I started up the road at 7:19am. One of the reasons I got the new camera is that the Olympus had some reliability problems. Plus I had dropped it several times on the Cedar Creek hike. It's still a little bulky for a pocket, and I had to find a place for it. I ended up putting it inside my outer shirt, right above my belt.

I took a few shots with it, but quickly confirmed that this could be a successful mountain climb, or a photo taking trip. Not both.

On the road below a couple had passed me in an SUV -- a 4WD which got them to the Lily Pond trailhead saving them 2 miles. I figured they were about 40 minutes ahead of me when I reached the bulletin board at the trailhead and saw it parked there.

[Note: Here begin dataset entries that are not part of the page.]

PR #550, opened 2016-09-27
fix java python test to use selected version of python

sdickes:
this fixes the python version used in the java distributed tests

test com.ibm.streamsx.topology.test.python.SubscribeSPLDictTest works correctly now but the other two still fail. I will continue to investigate these -- 

com.ibm.streamsx.topology.test.python.PublishSubscribeStringPythonTest
com.ibm.streamsx.topology.test.python.PublishSubscribeJsonPythonTest


ddebrunner:

ddebrunner:
If I run tests directly from test/java how does topology.test.python get set by default?

sdickes:
../../common-build.xml

PR #552, opened 2016-09-29
Cleanup code to use iterators and remove unnecessary types

ddebrunner:
Cleanup that enables a next step in removing dependency on IBM's JSON4j during SPL generation.


ddebrunner:
Also use interface type for collections as the declared type.

ddebrunner:
test now

ddebrunner:
re-test as manual tests work.

PR #554, opened 2016-09-30
[WIP] Rewrite generator to use Gson and not IBM JSON4J

ddebrunner:
Trying this incrementally to ensure nothing becomes broken.

Currently portions of code are rewritten to use Gson  (`JsonObject`) while the graph is maintained as a whole with JSON4J objects `JSONObject`.

Converted code creates a temp Gson representation of the graph and works against that.


ddebrunner:
Replaced by pr #556

PR #556, opened 2016-10-04
[WIP] Use Gson for SPL code generation

ddebrunner:
1. Use gson for generation of SPL values or expression. Gson is different to JSON4J in that the original type of the object (Long, Integer etc.) is lost, so the SPL type must be entered as meta-data when created (based upon the object type).


ddebrunner:
test now

ddebrunner:
test now

ddebrunner:
test now

ddebrunner:
Going to merge this intermediate step as all the tests pass including distributed.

Note: in the first picture above, the yellow path shows our thursday hike, the green path shows the friday path. Click on the picture for a bigger version. Oh... the blue is actual data from my GPS. The second picture shows all the data, plus a yellow path suggesting how we could possibly have reached the top on Thursday. The pictures are from Google Earth.

Within 40 minutes, I reached the wrong turn from the day before. An hour, and I was as far as we'd gotten the day before. About a half an hour later, I reached the meadow Sam had reached the day before. And within 10 more minutes, I could see the treeline.

I was feeling pretty confident. I was also pretty warm, even though it was under 30 degrees when I left. Matter of fact, I had to take my hat off (I let it hang off the back of my neck on top of my pack) because it was getting wet with perspiration.

When I broke out of the trees at about 11,600 feet, the top still looked pretty far away. In fact, it was probably over two miles away, maybe two and a half or a little more. The climb was fairly relentless. The trail level rarely leveled out for long. I kept running across clumps of trees up to about 12,000 feet where they were stunted, as usual, and then ... tundra.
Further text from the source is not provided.